## Goal of the exercise
Extract each line from the entries below that has the string "before" in it.

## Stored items
=-=-=

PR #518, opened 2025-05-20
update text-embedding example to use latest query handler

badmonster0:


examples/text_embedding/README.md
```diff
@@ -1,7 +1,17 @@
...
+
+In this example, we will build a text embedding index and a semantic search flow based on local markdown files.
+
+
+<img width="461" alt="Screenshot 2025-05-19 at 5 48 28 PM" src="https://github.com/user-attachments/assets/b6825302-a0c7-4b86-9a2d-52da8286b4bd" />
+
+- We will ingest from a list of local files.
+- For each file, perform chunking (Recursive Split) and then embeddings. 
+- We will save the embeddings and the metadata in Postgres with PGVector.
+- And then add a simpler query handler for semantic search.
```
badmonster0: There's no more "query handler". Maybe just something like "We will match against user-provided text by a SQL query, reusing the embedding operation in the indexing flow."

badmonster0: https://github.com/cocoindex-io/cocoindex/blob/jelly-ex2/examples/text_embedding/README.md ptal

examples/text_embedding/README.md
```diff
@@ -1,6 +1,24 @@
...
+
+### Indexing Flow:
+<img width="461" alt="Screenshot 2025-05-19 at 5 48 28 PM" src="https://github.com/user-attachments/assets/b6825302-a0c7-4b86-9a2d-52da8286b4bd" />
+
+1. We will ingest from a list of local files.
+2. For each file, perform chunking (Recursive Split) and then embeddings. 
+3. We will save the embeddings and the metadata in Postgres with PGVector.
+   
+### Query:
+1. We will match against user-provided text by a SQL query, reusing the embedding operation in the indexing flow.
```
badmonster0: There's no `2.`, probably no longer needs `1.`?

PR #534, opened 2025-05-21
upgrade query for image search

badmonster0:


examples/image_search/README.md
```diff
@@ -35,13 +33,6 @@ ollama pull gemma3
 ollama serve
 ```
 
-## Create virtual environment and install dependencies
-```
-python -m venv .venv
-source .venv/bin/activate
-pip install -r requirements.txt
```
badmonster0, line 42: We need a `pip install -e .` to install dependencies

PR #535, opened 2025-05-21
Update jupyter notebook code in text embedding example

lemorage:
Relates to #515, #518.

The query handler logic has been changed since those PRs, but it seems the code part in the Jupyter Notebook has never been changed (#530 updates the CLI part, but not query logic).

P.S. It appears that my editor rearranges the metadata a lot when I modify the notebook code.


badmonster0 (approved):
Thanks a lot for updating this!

=-=-=

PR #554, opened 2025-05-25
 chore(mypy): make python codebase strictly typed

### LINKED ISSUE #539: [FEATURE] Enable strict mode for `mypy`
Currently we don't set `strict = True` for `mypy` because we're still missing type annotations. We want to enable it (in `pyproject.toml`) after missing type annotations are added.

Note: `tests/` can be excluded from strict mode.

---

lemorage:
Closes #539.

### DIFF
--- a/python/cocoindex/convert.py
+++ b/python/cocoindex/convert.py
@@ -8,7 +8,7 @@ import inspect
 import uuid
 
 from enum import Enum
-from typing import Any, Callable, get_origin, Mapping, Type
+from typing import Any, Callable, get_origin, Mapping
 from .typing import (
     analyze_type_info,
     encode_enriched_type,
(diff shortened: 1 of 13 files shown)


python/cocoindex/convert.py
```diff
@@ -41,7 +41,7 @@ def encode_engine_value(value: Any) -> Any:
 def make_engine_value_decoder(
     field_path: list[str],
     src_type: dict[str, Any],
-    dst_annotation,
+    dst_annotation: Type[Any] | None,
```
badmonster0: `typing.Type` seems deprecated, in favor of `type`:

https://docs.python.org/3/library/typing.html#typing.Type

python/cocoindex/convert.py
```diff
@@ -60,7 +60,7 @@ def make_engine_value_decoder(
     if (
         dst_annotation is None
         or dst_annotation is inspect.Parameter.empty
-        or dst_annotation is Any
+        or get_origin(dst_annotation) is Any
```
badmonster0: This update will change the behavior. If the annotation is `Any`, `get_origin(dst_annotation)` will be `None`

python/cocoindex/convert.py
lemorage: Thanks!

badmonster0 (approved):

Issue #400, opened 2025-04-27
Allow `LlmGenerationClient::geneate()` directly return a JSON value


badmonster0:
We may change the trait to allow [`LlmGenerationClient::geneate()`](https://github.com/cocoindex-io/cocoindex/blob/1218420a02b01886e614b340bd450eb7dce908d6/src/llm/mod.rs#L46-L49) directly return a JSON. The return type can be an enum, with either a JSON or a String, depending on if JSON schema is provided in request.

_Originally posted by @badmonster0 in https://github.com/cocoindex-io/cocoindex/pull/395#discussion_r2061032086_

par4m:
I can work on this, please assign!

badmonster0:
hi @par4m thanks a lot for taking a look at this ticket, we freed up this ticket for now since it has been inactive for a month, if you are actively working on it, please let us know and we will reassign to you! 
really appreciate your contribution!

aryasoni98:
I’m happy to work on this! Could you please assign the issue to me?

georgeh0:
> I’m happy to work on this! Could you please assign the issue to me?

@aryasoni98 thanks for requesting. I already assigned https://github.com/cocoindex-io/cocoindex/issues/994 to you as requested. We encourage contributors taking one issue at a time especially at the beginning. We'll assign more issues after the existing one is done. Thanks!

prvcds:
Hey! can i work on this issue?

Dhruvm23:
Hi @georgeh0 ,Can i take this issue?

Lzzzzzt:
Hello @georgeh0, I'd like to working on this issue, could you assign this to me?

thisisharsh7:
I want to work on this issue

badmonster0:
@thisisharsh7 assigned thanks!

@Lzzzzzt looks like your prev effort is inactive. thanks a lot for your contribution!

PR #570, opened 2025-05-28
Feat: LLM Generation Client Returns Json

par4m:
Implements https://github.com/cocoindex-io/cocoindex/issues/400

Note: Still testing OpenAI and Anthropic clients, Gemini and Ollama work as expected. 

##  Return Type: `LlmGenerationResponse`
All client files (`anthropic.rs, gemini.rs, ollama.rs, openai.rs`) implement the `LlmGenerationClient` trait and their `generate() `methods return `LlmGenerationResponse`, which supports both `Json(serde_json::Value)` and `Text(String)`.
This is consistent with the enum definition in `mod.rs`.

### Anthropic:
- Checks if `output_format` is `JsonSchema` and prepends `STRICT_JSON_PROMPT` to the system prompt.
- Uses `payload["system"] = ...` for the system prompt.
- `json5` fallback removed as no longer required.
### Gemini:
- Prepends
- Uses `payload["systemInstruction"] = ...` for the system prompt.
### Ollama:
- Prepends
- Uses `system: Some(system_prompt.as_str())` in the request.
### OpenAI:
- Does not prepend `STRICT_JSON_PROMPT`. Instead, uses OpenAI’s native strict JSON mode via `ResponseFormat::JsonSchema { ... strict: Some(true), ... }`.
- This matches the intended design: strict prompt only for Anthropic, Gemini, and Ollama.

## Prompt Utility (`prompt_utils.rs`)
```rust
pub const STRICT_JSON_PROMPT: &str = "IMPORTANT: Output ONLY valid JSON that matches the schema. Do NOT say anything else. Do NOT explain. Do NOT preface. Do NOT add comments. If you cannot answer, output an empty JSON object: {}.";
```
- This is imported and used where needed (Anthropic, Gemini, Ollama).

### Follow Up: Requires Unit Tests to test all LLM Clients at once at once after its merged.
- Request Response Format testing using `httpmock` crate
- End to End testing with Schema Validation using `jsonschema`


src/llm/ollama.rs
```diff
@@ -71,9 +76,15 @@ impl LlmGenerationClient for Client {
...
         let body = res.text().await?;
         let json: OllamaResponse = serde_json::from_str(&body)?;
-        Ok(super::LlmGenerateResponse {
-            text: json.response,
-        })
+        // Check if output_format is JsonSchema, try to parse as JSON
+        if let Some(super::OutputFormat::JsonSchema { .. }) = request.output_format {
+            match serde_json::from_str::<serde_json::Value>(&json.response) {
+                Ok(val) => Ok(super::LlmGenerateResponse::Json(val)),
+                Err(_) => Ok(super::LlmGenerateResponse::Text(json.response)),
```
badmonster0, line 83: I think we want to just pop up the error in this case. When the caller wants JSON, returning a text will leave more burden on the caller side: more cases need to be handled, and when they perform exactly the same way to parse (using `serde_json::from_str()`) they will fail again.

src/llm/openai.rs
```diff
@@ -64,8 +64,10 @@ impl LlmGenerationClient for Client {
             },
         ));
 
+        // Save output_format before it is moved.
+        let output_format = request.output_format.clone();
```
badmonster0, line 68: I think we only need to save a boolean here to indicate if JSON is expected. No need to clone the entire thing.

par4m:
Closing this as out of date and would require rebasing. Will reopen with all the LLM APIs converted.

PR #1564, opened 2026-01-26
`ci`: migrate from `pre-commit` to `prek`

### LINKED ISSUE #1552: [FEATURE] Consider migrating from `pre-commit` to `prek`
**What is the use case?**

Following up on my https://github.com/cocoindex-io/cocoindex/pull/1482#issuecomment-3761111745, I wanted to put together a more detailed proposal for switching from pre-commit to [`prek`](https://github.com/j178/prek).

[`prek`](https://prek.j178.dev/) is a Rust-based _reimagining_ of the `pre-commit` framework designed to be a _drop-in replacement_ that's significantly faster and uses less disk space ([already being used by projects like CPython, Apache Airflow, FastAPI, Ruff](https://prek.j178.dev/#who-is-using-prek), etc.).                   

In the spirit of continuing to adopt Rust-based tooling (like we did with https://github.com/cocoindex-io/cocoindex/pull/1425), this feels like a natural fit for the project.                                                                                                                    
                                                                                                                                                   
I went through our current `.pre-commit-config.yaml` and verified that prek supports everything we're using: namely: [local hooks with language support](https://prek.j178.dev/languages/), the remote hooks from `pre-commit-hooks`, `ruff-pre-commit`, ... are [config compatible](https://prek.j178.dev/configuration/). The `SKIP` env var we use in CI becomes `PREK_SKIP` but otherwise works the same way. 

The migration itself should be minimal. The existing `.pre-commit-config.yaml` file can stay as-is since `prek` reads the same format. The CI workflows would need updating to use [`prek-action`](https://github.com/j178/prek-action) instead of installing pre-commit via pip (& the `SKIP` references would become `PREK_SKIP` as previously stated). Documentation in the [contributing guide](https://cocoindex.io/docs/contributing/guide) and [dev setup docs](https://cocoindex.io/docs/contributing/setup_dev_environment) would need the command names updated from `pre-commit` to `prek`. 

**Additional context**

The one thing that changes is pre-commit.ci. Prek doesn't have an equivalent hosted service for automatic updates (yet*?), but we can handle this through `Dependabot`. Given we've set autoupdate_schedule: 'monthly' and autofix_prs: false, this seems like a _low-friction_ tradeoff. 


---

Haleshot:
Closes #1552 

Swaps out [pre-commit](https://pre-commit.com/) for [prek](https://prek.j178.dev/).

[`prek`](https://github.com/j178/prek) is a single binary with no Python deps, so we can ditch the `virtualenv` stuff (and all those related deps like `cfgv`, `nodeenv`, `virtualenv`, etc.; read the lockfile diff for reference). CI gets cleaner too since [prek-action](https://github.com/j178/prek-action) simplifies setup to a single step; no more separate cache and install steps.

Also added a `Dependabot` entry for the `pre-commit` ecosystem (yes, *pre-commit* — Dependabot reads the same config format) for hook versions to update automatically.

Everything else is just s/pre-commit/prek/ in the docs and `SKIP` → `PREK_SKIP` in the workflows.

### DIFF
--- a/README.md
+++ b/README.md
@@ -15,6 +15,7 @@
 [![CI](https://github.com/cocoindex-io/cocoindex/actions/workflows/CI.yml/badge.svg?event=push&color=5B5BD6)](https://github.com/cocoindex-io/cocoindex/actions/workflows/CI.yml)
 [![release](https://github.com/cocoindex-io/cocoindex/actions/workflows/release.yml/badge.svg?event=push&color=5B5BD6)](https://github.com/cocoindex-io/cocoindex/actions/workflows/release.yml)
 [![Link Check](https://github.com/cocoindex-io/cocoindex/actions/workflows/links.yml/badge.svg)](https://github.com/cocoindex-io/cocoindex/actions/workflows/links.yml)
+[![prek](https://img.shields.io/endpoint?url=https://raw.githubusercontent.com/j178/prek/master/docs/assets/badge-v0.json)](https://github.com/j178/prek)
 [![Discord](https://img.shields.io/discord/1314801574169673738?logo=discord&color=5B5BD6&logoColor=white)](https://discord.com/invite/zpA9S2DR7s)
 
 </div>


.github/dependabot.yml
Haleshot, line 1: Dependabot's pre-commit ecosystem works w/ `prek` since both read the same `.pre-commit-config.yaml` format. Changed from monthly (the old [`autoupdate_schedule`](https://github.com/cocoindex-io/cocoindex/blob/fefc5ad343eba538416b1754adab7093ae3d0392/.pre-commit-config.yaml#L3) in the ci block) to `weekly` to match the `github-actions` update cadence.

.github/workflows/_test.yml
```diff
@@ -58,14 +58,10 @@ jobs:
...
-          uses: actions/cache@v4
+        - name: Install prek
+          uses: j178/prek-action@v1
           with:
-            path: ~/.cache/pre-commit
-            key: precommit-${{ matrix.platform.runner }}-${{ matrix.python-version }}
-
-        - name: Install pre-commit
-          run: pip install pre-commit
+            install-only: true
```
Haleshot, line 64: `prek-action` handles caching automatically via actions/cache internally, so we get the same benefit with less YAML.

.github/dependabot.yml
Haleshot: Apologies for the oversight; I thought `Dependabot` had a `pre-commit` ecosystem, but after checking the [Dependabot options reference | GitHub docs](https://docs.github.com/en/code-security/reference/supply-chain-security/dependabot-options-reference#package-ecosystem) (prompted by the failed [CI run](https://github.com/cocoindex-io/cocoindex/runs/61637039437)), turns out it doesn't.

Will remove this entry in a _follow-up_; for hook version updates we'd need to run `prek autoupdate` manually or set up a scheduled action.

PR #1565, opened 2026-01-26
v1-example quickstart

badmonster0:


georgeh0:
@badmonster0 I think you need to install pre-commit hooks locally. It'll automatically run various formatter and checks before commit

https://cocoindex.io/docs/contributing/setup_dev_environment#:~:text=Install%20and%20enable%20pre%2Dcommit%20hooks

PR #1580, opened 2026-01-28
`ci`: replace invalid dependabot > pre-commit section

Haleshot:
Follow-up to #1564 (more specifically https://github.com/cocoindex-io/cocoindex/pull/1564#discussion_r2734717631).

=-=-=

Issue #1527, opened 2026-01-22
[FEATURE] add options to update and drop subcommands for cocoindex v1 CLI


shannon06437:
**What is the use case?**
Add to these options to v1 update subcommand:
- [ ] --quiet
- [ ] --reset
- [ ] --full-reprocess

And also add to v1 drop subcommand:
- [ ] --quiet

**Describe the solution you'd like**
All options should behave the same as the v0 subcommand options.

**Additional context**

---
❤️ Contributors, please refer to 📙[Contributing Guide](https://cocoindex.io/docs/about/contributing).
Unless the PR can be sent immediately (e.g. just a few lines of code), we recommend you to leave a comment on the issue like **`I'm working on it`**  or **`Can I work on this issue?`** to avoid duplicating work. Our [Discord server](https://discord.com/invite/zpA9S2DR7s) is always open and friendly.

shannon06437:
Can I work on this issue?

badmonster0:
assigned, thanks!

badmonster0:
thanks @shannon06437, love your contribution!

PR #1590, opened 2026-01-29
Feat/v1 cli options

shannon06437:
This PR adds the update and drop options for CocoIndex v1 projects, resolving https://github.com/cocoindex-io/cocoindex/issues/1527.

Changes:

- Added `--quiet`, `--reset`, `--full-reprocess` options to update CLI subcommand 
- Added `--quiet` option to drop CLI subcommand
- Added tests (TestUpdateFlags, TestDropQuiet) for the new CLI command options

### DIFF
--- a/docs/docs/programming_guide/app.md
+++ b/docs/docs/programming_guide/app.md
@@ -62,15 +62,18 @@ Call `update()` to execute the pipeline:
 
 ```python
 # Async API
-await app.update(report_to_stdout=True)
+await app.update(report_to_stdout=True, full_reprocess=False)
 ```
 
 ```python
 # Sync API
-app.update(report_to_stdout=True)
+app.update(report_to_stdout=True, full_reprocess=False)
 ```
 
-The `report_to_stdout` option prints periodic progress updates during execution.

=-=-=

## Reply to the exercise
+        // Save output_format before it is moved.
@badmonster0 I think you need to install pre-commit hooks locally. It'll automatically run various formatter and checks before commit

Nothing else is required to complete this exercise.